Parei, faz algum tempo que a intensidade dos dias com suas diferentes situações e principalmente a variedade dos tipos humanos com que me encontro passaram a exigir um momento de reflexão, entregar-se ao convívio do pensamento tornou-se inadiável, o mosaico vai se formando na memória resgatando os detalhes, lembro-me da vila com captador solar para aquecer a água do chuveiro de suas casas maltratadas dos moradores tristes e por vezes desesperados por sua situação das diferentes reações, da comunidade convivendo com a “boca de pedra” com a sexualidade aflorando como subterfúgio para as necessidades do momento da indiferença de muitos, em minha jornada retorno a cidade centenária escavada na montanha margeada por um rio cristalino, sobrevoo a histórica cadeia de montanhas rasgando o céu com seus cumes pontiagudos cercados pela neve, as casas ainda esburacadas pelas balas de uma guerra longínqua que nos legou suas marcas para sempre, chego cansado ao interior do Brasil com seu minério riquíssimo com a escravidão ainda presente, as plantações de café a cachaça, tantas lembranças... Até ancorar na praia paradisíaca feliz por ter retornado.
Passo horas percorrendo meus próprios labirintos, perdi o novelo há algum tempo, mas penso que não me perdi, recentemente fui obrigado a limitar velhos hábitos, por favor, não pretendo escrever uma confissão ou um diário a princípio meu objetivo é extrair da memória a vida em suas nuances sua variedade sob o olhar limitado e ainda honesto do errante em que me transformei.
Conheci pessoas íntegras, outras nem tanto, artistas, sonhadores, lutadores, sofredores e até enganadores, neste exato instante escuto uma música ou será a memória atuando, e compondo seu cenário, são ecos não sei bem, serão as tais reminiscências? Ouço o som alto e claro, não enlouqueci pelo menos no meu critério, para vocês nem ouso perguntar, estou sim mergulhado na busca em ordenar os pensamentos em meio a tantas difusas e complexas imagens que a mente projeta nas paredes da lembrança...

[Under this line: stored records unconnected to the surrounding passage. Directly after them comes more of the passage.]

PR #2824, opened 2015-04-03
NikV's 3.0 docs revamp

NikV:
This is just me fixing a bunch of random docs stuff. Also, there could be more PRs like this, beware...

### DIFF
--- a/classes/Pods/Field/Website.php
+++ b/classes/Pods/Field/Website.php
@@ -264,7 +264,7 @@ class Pods_Field_Website extends
 	}
 
 	/**
-	 * Build an url
+	 * Build a url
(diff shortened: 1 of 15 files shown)


sc0ttkclark:
Looks good

Shelob9:
I'm not going to revert this, as that would make @pglewis life even more difficult, but @NikV can you please do a new Pull Request to complete the inline docs you started here, so they meet the WordPress inline docs standards? IE Add an @since for every function/method/property you are documenting (@since unknown is OK for now) and add at least a short description (that is a complete sentence, ending in a period) for each one. Also @return needs to describe what is returned.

Existirmos ao que será que se destina... Estão ouvindo? É esta canção que martela meu cérebro, até respeitei as regras do português, coisa que abomino, que merda de língua a nossa cheia de limitações e armadilhas, mas voltando a viajem lembrei-me de um fim de ano que passei caminhando com uns amigos percorrendo cinquenta quilômetros até a Praia da Onça na Lagoa dos Patos saímos no final da tarde do dia trinta e um chegando ao amanhecer do dia primeiro, bêbados, sujos cansados e felizes, vencemos o desafio, ah! A música não cessa, permanece ecoando, é uma alegoria de imagens e sons, mas acredito que encontrei uma resposta plausível para o meu questionamento interior refletimos em nossa trajetória as escolhas feitas, seguramente estamos a construir nosso mundo cotidianamente como me lembrou uma filósofa próxima e muito querida, somos construtores e erigimos nossa pirâmide existencial com base no aprendizado ao longo da vida para tanto nos basta prestar atenção na sequencia e ordenar as coisas conforme nossa prodigiosa memória nos acena.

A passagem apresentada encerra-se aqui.